## Exercise requirements
Set the records down again in full, with every word kept.
+++ Listed records
PR #767, opened 2024-02-02
Add VCPKG port

Blaquewithaq:
This pull request introduces VCPKG packaging for the ProjectM library. This enhancement allows users to easily install the library through VCPKG, enabling its integration into CMake projects on the Windows platform.

### Questions

- What do we want the library name to be within VCPKG? I've used `libprojectm` for now, but we could change it to what's preferred.

Let me know what changes you guys want if any!

### DIFF
--- a/.github/workflows/build_windows_vcpkg.yml
+++ b/.github/workflows/build_windows_vcpkg.yml
@@ -16,11 +16,23 @@ jobs:
     name: Shared Library
     runs-on: windows-latest
 
+    env:
+      EVENT_CONTEXT: ${{ toJson(github.event) }}
+
     steps:
       - uses: actions/checkout@v4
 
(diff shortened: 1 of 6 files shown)


Blaquewithaq:
Alright, I played around with it for a few hours and now got it working with PR's

kblaschke:
I don't think that the vcpkg port files should be part of the library repository. Adding all the packaging system files for all Linux distros and other build systems would be a huge mess.

If there are changes required like the DLL install paths, this of course should be done here, but the actual port should be committed into the [upstream vpkg repository](https://github.com/microsoft/vcpkg/tree/master/ports) instead. Once it's there, we can still run a build here to check that changes in the library didn't break the vcpkg port (or we actually have to update the port, if the breaking change is actually required).

PR #772, opened 2024-02-06
Use renderContext for preset state time, frame, fps, progress

dpw13:
The robotopia preset uses the current time in per-waveform calculations. For custom waveforms, this is pulled directly from the preset state's time field. However, this field is never set and is permanently zero. For custom shapes, the time is pulled from the preset state's render context. Looking through the code, it appears that these values migrated to the render context at some point but weren't updated everywhere. I've removed these fields from the preset state entirely to prevent confusion and updated references to the preset state's time, frame, fps, and progress counters to use the preset state's render context. This fixes (I think) the shifter - robotopia presets.


kblaschke:
shifter - robotopia

This PR _definitely_ fixes the preset - and probably many others, too!
Thanks for looking into it, good to see it was just another part that got lost (or never was fixed) in my refactoring of the renderer. Really helps to have another pair of eyes on the code - _so_ important.

PR #773, opened 2024-02-07
Fix various typos

luzpaz:
Found via `codespell -q 3 -S "./vendor" -L ist`


kblaschke (commented):
Thanks! Would just rephrase this one sentence so it is gramatically sound, the other changes are good to go!

PR #775, opened 2024-02-10
Use PRJM_EVAL_F in ShapePerFrameContext

dpw13:
Noticed that ShapePerFrameContext is still using doubles instead of PRJM_EVAL_F. Should have no noticeable effect apart from perhaps faster execution when PRJM_EVAL_F is a float instead of a double on embedded platforms.


kblaschke (approved):
Nothing to add, that's how it should be done.
Same procedure as with every PR, rebase it on master & I'll FF-merge it ASAP!

Issue #724, opened 2023-09-12
Warp/composite mesh U/V coordinates cause issues with some preset shaders


kblaschke:
After the renderer rewrite, some presets still do not render properly, leaving parts or the whole the image black. A [few presets where this is quite obvious](https://github.com/projectM-visualizer/projectm/files/12584233/Presets.zip) are:
- martin - stormy sea
- Goody + martin - crystal palace - Aqua Lumens
- Goody + martin - crystal palace - Ocular Anima

The reason for this is that some presets use U/V coordinates in the exponent part of the `pow()` function, which is not allowed to be negative. Since texture coordinates - at least in OpenGL - can be negative, this will cause the result to become `NaN`, breaking any subsequent calculations on the value. It might affect other presets as well, not causing clearly visible back areas but other less obvious artifacts as the values may not be in the range expetected by the preset author.

One possible fix might be to wrap the U/V coordinates in the warp mesh vertex shader to always be in the range [0...1[.

kblaschke:
Note this isn't _directly_ related to issue #725. While the other issue fixed some now superfluous negations in the u/v coordinates of the warp mesh, the issue here still remains unsolved.

dpw13:
The following intrinsics have a limited domain where their output is defined and meaningful. Documentation for both HLSL shader model 3 and GLSL say that the output of `sqrt(x)` where `x < 0`, for instance, say the output is NaN. However, in reality this function returns `sqrt(abs(x))` if `x < 0` in DX9's shader model 3 implementation. This has been verified using [BeatDrop 1.3.1](https://github.com/OfficialIncubo/BeatDrop-Music-Visualizer/releases/tag/1.3.1) after installing DX9 (note that BeatDrop requires DX9 specifically; otherwise you'll get errors about shader model 3 being reported as supported but non-functional).

By creating a shader that plots the output of these intrinsics, we can easily verify the behavior of each intrinsic. Here are the presets I used to plot these intrinsics. The R+G channels plot the unmodified intrinsic. The B channel plots the modified function to be used in projectM. If the plot has no yellow or blue regions, these functions overlap perfectly.

[math_presets.zip](https://github.com/projectM-visualizer/projectm/files/14250877/math_presets.zip)

The functions include:
[...]

PR #778, opened 2024-02-12
Match math function behavior to DX9 implementation

dpw13:
See https://github.com/projectM-visualizer/projectm/issues/724

### DIFF
--- a/vendor/hlslparser/src/GLSLGenerator.cpp
+++ b/vendor/hlslparser/src/GLSLGenerator.cpp
@@ -986,6 +986,25 @@ void GLSLGenerator::OutputExpression(HLSLExpression* expression, const HLSLType*
             m_writer.Write("))/log(10.0))");
             handled = true;
         }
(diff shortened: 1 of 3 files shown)


kblaschke:
```c++

        else if (String_Equal(functionName, "pow"))
        {
            HLSLExpression* argument[2];
            if (GetFunctionArguments(functionCall, argument, 2) != 2)
            {
                Error("%s expects 2 arguments", functionName);
                return;
            }
            // See rsqrt above regarding abs().
            m_writer.Write("pow(abs(");
            OutputExpression(argument[0]);
            m_writer.Write("),");
            OutputExpression(argument[1], &functionCall->function->argument->type);
            m_writer.Write(")");
            handled = true;
        }
```
Adding this after handling `log10` in GLSLGenerator.cpp fixes "stormy sea", as `pow()` is also affected by the NaN madness.

kblaschke (approved):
++++++
## Task result
PR #767, opened 2024-02-02
Add VCPKG port

Blaquewithaq:
This pull request introduces VCPKG packaging for the ProjectM library. This enhancement allows users to easily install the library through VCPKG, enabling its integration into CMake projects on the Windows platform.

### Questions

- What do we want the library name to be within VCPKG? I've used `libprojectm` for now, but we could change it to what's preferred.

Let me know what changes you guys want if any!

### DIFF
--- a/.github/workflows/build_windows_vcpkg.yml
+++ b/.github/workflows/build_windows_vcpkg.yml
@@ -16,11 +16,23 @@ jobs:
     name: Shared Library
     runs-on: windows-latest
 
+    env:
+      EVENT_CONTEXT: ${{ toJson(github.event) }}
+
     steps:
       - uses: actions/checkout@v4
 
(diff shortened: 1 of 6 files shown)


Blaquewithaq:
Alright, I played around with it for a few hours and now got it working with PR's

kblaschke:
I don't think that the vcpkg port files should be part of the library repository. Adding all the packaging system files for all Linux distros and other build systems would be a huge mess.

If there are changes required like the DLL install paths, this of course should be done here, but the actual port should be committed into the [upstream vpkg repository](https://github.com/microsoft/vcpkg/tree/master/ports) instead. Once it's there, we can still run a build here to check that changes in the library didn't break the vcpkg port (or we actually have to update the port, if the breaking change is actually required).

PR #772, opened 2024-02-06
Use renderContext for preset state time, frame, fps, progress

dpw13:
The robotopia preset uses the current time in per-waveform calculations. For custom waveforms, this is pulled directly from the preset state's time field. However, this field is never set and is permanently zero. For custom shapes, the time is pulled from the preset state's render context. Looking through the code, it appears that these values migrated to the render context at some point but weren't updated everywhere. I've removed these fields from the preset state entirely to prevent confusion and updated references to the preset state's time, frame, fps, and progress counters to use the preset state's render context. This fixes (I think) the shifter - robotopia presets.


kblaschke:
shifter - robotopia

This PR _definitely_ fixes the preset - and probably many others, too!
Thanks for looking into it, good to see it was just another part that got lost (or never was fixed) in my refactoring of the renderer. Really helps to have another pair of eyes on the code - _so_ important.

PR #773, opened 2024-02-07
Fix various typos

luzpaz:
Found via `codespell -q 3 -S "./vendor" -L ist`


kblaschke (commented):
Thanks! Would just rephrase this one sentence so it is gramatically sound, the other changes are good to go!

PR #775, opened 2024-02-10
Use PRJM_EVAL_F in ShapePerFrameContext

dpw13:
Noticed that ShapePerFrameContext is still using doubles instead of PRJM_EVAL_F. Should have no noticeable effect apart from perhaps faster execution when PRJM_EVAL_F is a float instead of a double on embedded platforms.


kblaschke (approved):
Nothing to add, that's how it should be done.
Same procedure as with every PR, rebase it on master & I'll FF-merge it ASAP!

Issue #724, opened 2023-09-12
Warp/composite mesh U/V coordinates cause issues with some preset shaders


kblaschke:
After the renderer rewrite, some presets still do not render properly, leaving parts or the whole the image black. A [few presets where this is quite obvious](https://github.com/projectM-visualizer/projectm/files/12584233/Presets.zip) are:
- martin - stormy sea
- Goody + martin - crystal palace - Aqua Lumens
- Goody + martin - crystal palace - Ocular Anima

The reason for this is that some presets use U/V coordinates in the exponent part of the `pow()` function, which is not allowed to be negative. Since texture coordinates - at least in OpenGL - can be negative, this will cause the result to become `NaN`, breaking any subsequent calculations on the value. It might affect other presets as well, not causing clearly visible back areas but other less obvious artifacts as the values may not be in the range expetected by the preset author.

One possible fix might be to wrap the U/V coordinates in the warp mesh vertex shader to always be in the range [0...1[.

kblaschke:
Note this isn't _directly_ related to issue #725. While the other issue fixed some now superfluous negations in the u/v coordinates of the warp mesh, the issue here still remains unsolved.

dpw13:
The following intrinsics have a limited domain where their output is defined and meaningful. Documentation for both HLSL shader model 3 and GLSL say that the output of `sqrt(x)` where `x < 0`, for instance, say the output is NaN. However, in reality this function returns `sqrt(abs(x))` if `x < 0` in DX9's shader model 3 implementation. This has been verified using [BeatDrop 1.3.1](https://github.com/OfficialIncubo/BeatDrop-Music-Visualizer/releases/tag/1.3.1) after installing DX9 (note that BeatDrop requires DX9 specifically; otherwise you'll get errors about shader model 3 being reported as supported but non-functional).

By creating a shader that plots the output of these intrinsics, we can easily verify the behavior of each intrinsic. Here are the presets I used to plot these intrinsics. The R+G channels plot the unmodified intrinsic. The B channel plots the modified function to be used in projectM. If the plot has no yellow or blue regions, these functions overlap perfectly.

[math_presets.zip](https://github.com/projectM-visualizer/projectm/files/14250877/math_presets.zip)

The functions include:
[...]

PR #778, opened 2024-02-12
Match math function behavior to DX9 implementation

dpw13:
See https://github.com/projectM-visualizer/projectm/issues/724

### DIFF
--- a/vendor/hlslparser/src/GLSLGenerator.cpp
+++ b/vendor/hlslparser/src/GLSLGenerator.cpp
@@ -986,6 +986,25 @@ void GLSLGenerator::OutputExpression(HLSLExpression* expression, const HLSLType*
             m_writer.Write("))/log(10.0))");
             handled = true;
         }
(diff shortened: 1 of 3 files shown)


kblaschke:
```c++

        else if (String_Equal(functionName, "pow"))
        {
            HLSLExpression* argument[2];
            if (GetFunctionArguments(functionCall, argument, 2) != 2)
            {
                Error("%s expects 2 arguments", functionName);
                return;
            }
            // See rsqrt above regarding abs().
            m_writer.Write("pow(abs(");
            OutputExpression(argument[0]);
            m_writer.Write("),");
            OutputExpression(argument[1], &functionCall->function->argument->type);
            m_writer.Write(")");
            handled = true;
        }
```
Adding this after handling `log10` in GLSLGenerator.cpp fixes "stormy sea", as `pow()` is also affected by the NaN madness.

kblaschke (approved):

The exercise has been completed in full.